Accra, July 10, GNA - The Ghana Integrity Initiative (GII), the local chapter of Transparency International, on the African Union (AU) Anti-Corruption Day, reminds Ghana of alleged corruption cases needing urgent and transparent investigations.
A statement issued by the GII, copied to the Ghana News Agency, said the allegations of corruption in the procurement of the COVID-19 vaccine (Sputnik V) from Russia was unresolved and that Government's silence on the matter was deafening.
It said another issue of grave concern was the secrecy surrounding government’s contract with Frontiers HealthCare Services to carry out COVID-19 testing of passengers at the Kotoka International Airport.
"It is the hope of GII that the Government will carry out a transparent investigation into these cases and where it has already been done proactively, disclose the report to put the minds of Ghanaians to rest," the statement said.
It noted that July 11, 2021, marked the Fifth Anniversary of the declaration of African Anti-Corruption Day by the AU, which was named: "Africa Anti-Corruption Day" in 2016.
The declaration was made during the 10th Anniversary of the coming into force of the Africa Union Convention on Preventing and Combating Corruption (AUCPCC).
The 2021 theme is: “Regional Economic Communities: Critical Actors in the Implementation of the African Union Convention on Preventing and Combating Corruption.”
The statement said the theme could not have been more appropriate as the continent continued to battle the ravaging consequences of the COVID-19 pandemic.
It noted that various studies had underscored the increasing corruption risk associated with national emergencies and joined other Transparency International Chapters on the continent to commend the Africa Union for keeping anti-corruption on the agenda of member states.
"While GII wishes to commend the AU for the efforts thus far, we are also mindful that a lot more is required by Member States, including Ghana, if the innocuous canker of corruption is to be defeated," it said.
The statement said the AU Advisory Board on Corruption (AUCPCC) continually entreated member states to promote compliance with the various articles under the Board.
It said this year’s theme, therefore, brought to the fore the need for all regional bodies and stakeholders to collaborate and coordinate efforts to ensure maximisation of opportunities to achieve the goal of the AUCPCC.
In keeping with efforts to promoting civil society participation in good governance in the region, GII and other Transparency International Chapters conducted a review of countries’ commitments under the AUCPCC, the statement said.
“In the case of Ghana, the assessment focused on Article 6 - Laundering of the Proceeds of Corruption, Article 7 - Fight Against Corruption and Related Offences in the Public Service, Article 8 - Illicit Enrichment, Article 9 - Access to Information, Article 10 - Funding of Political Parties and Article 12 - Civil Society and the Media,” it said.
The findings indicated that Ghana partially complied with most of the articles reviewed with some outstanding issues, the statement said.
This includes Article 7, issues of Conflict of Interest of public officials not being criminalised; with officials who conflicted themselves in public office getting away with administrative sanction(s).

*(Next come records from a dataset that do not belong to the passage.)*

Issue #6792, opened 2025-06-26
potential double-free in `procevent_monitor` (SAST Warning)


grey3228:
Hello!

I used the SAST tool **Svace** to analyze Firejail (v0.9.72) and encountered a warning about a potential **double-free** in `src/firemon/procevent.c`. I'd like to verify whether this is a false positive or a legitimate issue.

### Warning Details

In `procevent_monitor`, the tool flags a scenario where `cmd` might be freed twice:

1. **First free** (Line 456):

```c
else {
	sprintf(lineptr, " %s\n", cmd);
	free(cmd);  // First deallocation
}
```

2. **Second free** (Line 471):

```c
// unflag pid for exit events
if (remove_pid) {
	if (pids[pid].option.event.user)
		free(pids[pid].option.event.user);
	if (pids[pid].option.event.cmd)
		free(pids[pid].option.event.cmd); // Potential second deallocation
	memset(&pids[pid], 0, sizeof(Process));
}
```

### Concern

The double-free could occur if:

* pids[pid].option.event.cmd != NULL (i.e., a command was previously cached);
* remove_pid != 0 (i.e., the process is exiting);
* Control flow passes through both code blocks (e.g., for a non-Firejail process exit event).

### Proposed Fix

To prevent this, we could add a check before freeing cmd:

```c
else {
	sprintf(lineptr, " %s\n", cmd);
	if (cmd != pids[pid].option.event.cmd) {  // Only free if not cached
		free(cmd);
	}
}
```

### Questions

1. Is this a false positive, or does a valid execution path trigger this issue?
2. If it's a real issue, would the proposed fix be acceptable?

Thank you for your time and expertise!

kmk3:
Thanks for reporting this.

This is a preliminary response as I haven't finished looking into this, but
after a brief look at the current code, your analysis of the problem seems to
be correct.

> v0.9.72

Note that we do not maintain that version of firejail:

* <https://github.com/netblue30/firejail/blob/master/SECURITY.md>

Versions other than the latest usually have outdated profiles and may contain
bugs and security vulnerabilities that were fixed in later versions.

See also:

* <https://github.com/netblue30/firejail#installing>

Is there a specific reason that you're using 0.9.72?

grey3228:
@kmk3 , thank you for your response! 

[...]

PR #6846, opened 2025-07-31
fix: avoid cmd double-free in procevent_monitor

grey3228:
There is a possible execution path in procevent_monitor function, where allocated memory for cmd may be deallocated twice:

```
char *cmd = pids[pid].option.event.cmd;
if (!cmd) {
	cmd = pid_proc_cmdline(pid);
}
if (add_new) {
    ...
}
else if (proc_ev->what == PROC_EVENT_EXIT && pids[pid].level == 1) {
    ...				
}
else {
	if (!cmd) {
		cmd = pid_proc_cmdline(pid);
	}
	if (cmd == NULL || nodisplay)
		sprintf(lineptr, "\n");
	else {
		sprintf(lineptr, " %s\n", cmd);
		free(cmd);  // <-- First deallocation
	}
	lineptr += strlen(lineptr);
}
	...
// unflag pid for exit events
if (remove_pid) {
	if (pids[pid].option.event.user)
		free(pids[pid].option.event.user);
	if (pids[pid].option.event.cmd)
		free(pids[pid].option.event.cmd);  // <-- Second deallocation
	memset(&pids[pid], 0, sizeof(Process));
}
```

The double-free could occur if:

* pids[pid].option.event.cmd != NULL (i.e., a command was previously cached);
* remove_pid != 0 (i.e., the process is exiting);
* Control flow passes through both code blocks (e.g., for a non-Firejail process exit event).

In PR we add check before deallocating memory.

Fixes: #6792

### DIFF
--- a/src/firemon/procevent.c
+++ b/src/firemon/procevent.c
@@ -496,7 +496,9 @@ static void __attribute__((noreturn)) procevent_monitor(const int sock, pid_t my
 					sprintf(lineptr, "\n");
 				else {
 					sprintf(lineptr, " %s\n", cmd);
-					free(cmd);
+					if (cmd != pids[pid].option.event.cmd) {
+						free(cmd);
+					}
 				}
 				lineptr += strlen(lineptr);
 			}


kmk3 (commented):
Sorry for the delay.

I found the alloc/dealloc flow in `procevent_monitor` rather hard to understand
compared to most functions, so I had decided to leave it for after 0.9.76.

To make procevent.c a bit easier to read, I opened the following PR to refactor
the debugging-related code:

* #6856

Feel free to review it if you want.

Though it breaks CI due to false positives in cppcheck, so I'll try to fix CI
before that PR.

As for this PR, there is another `cmd = pid_proc_cmdline(pid);` line above,
which looks like it could leak memory, so how about doing the following?

<details>
<summary>diff</summary>
<p>

```diff
diff --git a/src/firemon/procevent.c b/src/firemon/procevent.c
--- a/src/firemon/procevent.c
+++ b/src/firemon/procevent.c
@@ -471,8 +471,10 @@ static void __attribute__((noreturn)) procevent_monitor(const int sock, pid_t my
 
 
 			int sandbox_closed = 0; // exit sandbox flag
+			int cmd_dup = 0;
 			char *cmd = pids[pid].option.event.cmd;
 			if (!cmd) {
+				cmd_dup = 1;
 				cmd = pid_proc_cmdline(pid);
 			}
 			if (add_new) {
@@ -490,18 +492,20 @@ static void __attribute__((noreturn)) procevent_monitor(const int sock, pid_t my
 			}
 			else {
 				if (!cmd) {
+					cmd_dup = 1;
 					cmd = pid_proc_cmdline(pid);
 				}
-				if (cmd == NULL || nodisplay)
+				if (!cmd || nodisplay)
 					sprintf(lineptr, "\n");
-				else {
+				else
 					sprintf(lineptr, " %s\n", cmd);
-					free(cmd);
-				}
 				lineptr += strlen(lineptr);
 			}
 			(void) lineptr;
 
+			if (cmd && cmd_dup) {
+				free(cmd);
+				cmd = NULL;
+			}
+
 			// print the event
 			printf("%s", line);
 			fflush(0);
```

</p>
</details>

It's one extra var, but I think it makes the situation clearer and less brittle.

netblue30:
All set, thanks for the bug!

grey3228:
@kmk3 forgive me for my absence, I was able to see your review only now. Regarding your suggestion to add a separate variable "cmd_dup" -- I like it! Perhaps it would be great to refactor this code in the way you suggested in a separate request.

I also took a look at PR https://github.com/netblue30/firejail/pull/6856 and it looks good to me.

Thanks!

kmk3:
> @kmk3 forgive me for my absence, I was able to see your review only now.
> Regarding your suggestion to add a separate variable "cmd_dup" -- I like it!
> Perhaps it would be great to refactor this code in the way you suggested in a
> separate request.
> 
> I also took a look at PR #6856 and it looks good to me.
> 
> Thanks!

All good, thanks for the reviews.

Opened a PR for the suggestion:

* #6872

The statement said the 1992 Constitution only provided in Article 287(2) that the Commissioner of CHRAJ or the Chief Justice take “…such action as they consider appropriate….”
It said on Declaration of Assets, Article 286(1) required public officers to declare their assets and liabilities before assuming public office, every four years, and at the end of the term of office.
The statement said only some specified officers were subjected to the requirements and that the Public Office Holders (Assets Declaration and Disqualification) Act, 1998 (Act 550) made provision for other officers to be included on the list in section three and schedule.
It said the GII, therefore, called on the Executive and Parliament to prioritise the passage of the Code of Conduct for Public Officers Bill (2018), as most of the identified defects with the current laws on assets declaration, conflict of interest and code of conducts of public officers were addressed in the Bill.